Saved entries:
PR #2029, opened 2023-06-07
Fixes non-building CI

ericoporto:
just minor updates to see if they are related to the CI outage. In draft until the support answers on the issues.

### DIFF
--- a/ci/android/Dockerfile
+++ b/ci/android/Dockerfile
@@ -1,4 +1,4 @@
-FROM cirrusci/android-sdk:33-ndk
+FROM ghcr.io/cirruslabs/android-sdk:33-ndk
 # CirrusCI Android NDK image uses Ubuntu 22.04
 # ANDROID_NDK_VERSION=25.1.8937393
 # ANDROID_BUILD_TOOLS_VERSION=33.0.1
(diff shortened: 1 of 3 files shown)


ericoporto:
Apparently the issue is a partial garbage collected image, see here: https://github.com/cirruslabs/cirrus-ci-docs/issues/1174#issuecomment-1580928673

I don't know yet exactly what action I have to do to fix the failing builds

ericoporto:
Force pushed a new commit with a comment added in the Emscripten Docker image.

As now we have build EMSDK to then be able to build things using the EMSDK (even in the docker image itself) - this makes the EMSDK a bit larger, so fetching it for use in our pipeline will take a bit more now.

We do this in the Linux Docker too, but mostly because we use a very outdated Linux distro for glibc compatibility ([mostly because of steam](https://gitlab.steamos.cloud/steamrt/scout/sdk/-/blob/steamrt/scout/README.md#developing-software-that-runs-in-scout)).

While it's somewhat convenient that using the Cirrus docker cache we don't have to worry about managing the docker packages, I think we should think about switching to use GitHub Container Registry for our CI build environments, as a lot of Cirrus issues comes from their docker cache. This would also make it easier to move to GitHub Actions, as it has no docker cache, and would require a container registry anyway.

> _What is needed_
The lines above are to be retyped exactly, with none omitted.

> _Written answer_
PR #2029, opened 2023-06-07
Fixes non-building CI

ericoporto:
just minor updates to see if they are related to the CI outage. In draft until the support answers on the issues.

### DIFF
--- a/ci/android/Dockerfile
+++ b/ci/android/Dockerfile
@@ -1,4 +1,4 @@
-FROM cirrusci/android-sdk:33-ndk
+FROM ghcr.io/cirruslabs/android-sdk:33-ndk
 # CirrusCI Android NDK image uses Ubuntu 22.04
 # ANDROID_NDK_VERSION=25.1.8937393
 # ANDROID_BUILD_TOOLS_VERSION=33.0.1
(diff shortened: 1 of 3 files shown)


ericoporto:
Apparently the issue is a partial garbage collected image, see here: https://github.com/cirruslabs/cirrus-ci-docs/issues/1174#issuecomment-1580928673

I don't know yet exactly what action I have to do to fix the failing builds

ericoporto:
Force pushed a new commit with a comment added in the Emscripten Docker image.

As now we have build EMSDK to then be able to build things using the EMSDK (even in the docker image itself) - this makes the EMSDK a bit larger, so fetching it for use in our pipeline will take a bit more now.

We do this in the Linux Docker too, but mostly because we use a very outdated Linux distro for glibc compatibility ([mostly because of steam](https://gitlab.steamos.cloud/steamrt/scout/sdk/-/blob/steamrt/scout/README.md#developing-software-that-runs-in-scout)).

While it's somewhat convenient that using the Cirrus docker cache we don't have to worry about managing the docker packages, I think we should think about switching to use GitHub Container Registry for our CI build environments, as a lot of Cirrus issues comes from their docker cache. This would also make it easier to move to GitHub Actions, as it has no docker cache, and would require a container registry anyway.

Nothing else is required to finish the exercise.